Just a bit of history - I have always been an anxious person - if someone was in a bad mood, I would assume it was due to me and would work hard to think of what I had done and try to "fix it". I would also at times, have a sudden thought in my head - usually work related - that I had done something wrong (when logically I knew I had not) and would spend hours or days worrying over it and unable to relax until I was next in work and able to check all was ok. That was just me - who I was.
The last 6 months or so this has become so much worse.
I work for the NHS and am a line manager - the first 6 months of the pandemic was hard - and my team were all concerned about redeployment, personal health etc - and I kept everyone calm and going - and we were ok - it was hard due to the manager being off long term sick and the other staff on my lvl being off for various reasons, so I had to take more on in that sense too - but I did it and cracked on and had great support from another member of staff who worked in our department but outside the team.
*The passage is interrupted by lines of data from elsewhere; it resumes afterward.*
PR #1718, opened 2019-11-30
Update PHP-CS-FIXER composer version constraint

deguif:


env/elastica/Lint
```diff
@@ -33,7 +33,7 @@ ENV PATH=/root/composer/vendor/bin:$PATH
 COPY composer.json /root/composer/
 
 RUN composer global remove --no-update phpdocumentor/phpdocumentor -vvv
-RUN composer global require --no-update friendsofphp/php-cs-fixer:^2.14
+RUN composer global require --no-update friendsofphp/php-cs-fixer:^2.16
```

Everyone had come back in the last 6 months, and we have increased our activity and team started to relax again and feel like the looming threat above us was gone.
However I seem to have gone the other way.
I am constantly anxious and on edge all the time. I have a constant nervous feeling in my chest and it never goes away. Even at home I am worrying about the next day. I feel close to tears a lot of the time. I struggle to get to sleep and if I wake in the night I do not get back to sleep easily as I wake up feeling anxious.
I have at times stayed at work long past the time I should have left to double and triple check things - and have on occasion been half way home and a sudden thought has just jumped into my head "you did not check this.." and I know intellectually I did, and argue with myself that of course I did, but cannot get rid of the panicky feeling and have had to turn back around and check.
The slightest thing can happen at work, and I will overthink and panic about it and just build this entire scenario in my head where I am convinced I am going to lose my job/end up in court. - for a situation that no one else even notices really. I will worry about this for days, feel sick, irritable over it - while at the same time arguing with myself that I am just being stupid.
I have been unable to eat at work as I am so tense, my heart racing and have checked my HR at times, and it has been between 120-140.
I do have asthma and have had to have an increase in inhalers and medications - mainly as one of my triggers has always been hot air - and with the mask on, when it is warmer at work I do struggle wearing a mask for 12 hours plus a day - but my Asthma Nurse did at my last review suggests that what I am thinking is an exacerbation in Asthma might at times be a panic attack. At the very least if I am feeling anxious it is exacerbating my asthma.
I used to wish for an accident on the way to work - something that only hurt me - just so I would not have to go that day - but what actually scared me a couple of weeks ago was when I was making a cup of tea and the thought came out of the blue that if I burned my arm I would not have to go to work the next day and I actually started to move the kettle towards my arm as I was pouring, but then it was like I snapped out of it.
I have eventually spoke to the GP - who has signed me off for a couple of weeks and started me on Fluoxetine - I also have an assessment appointment on Wednesday with a counsellor.
But now I keep thinking - I have no right to be feeling like this - I was not redeployed to ITU - people have had it a lot worse than me - who am I to be feeling like this. Maybe I am making it out to be worse than it is? I am just going to waste the appointment on Wednesday when someone who is worse than me really needs it. I am not at work but I feel so guilty for not being at work at the moment I am feeling worse than before.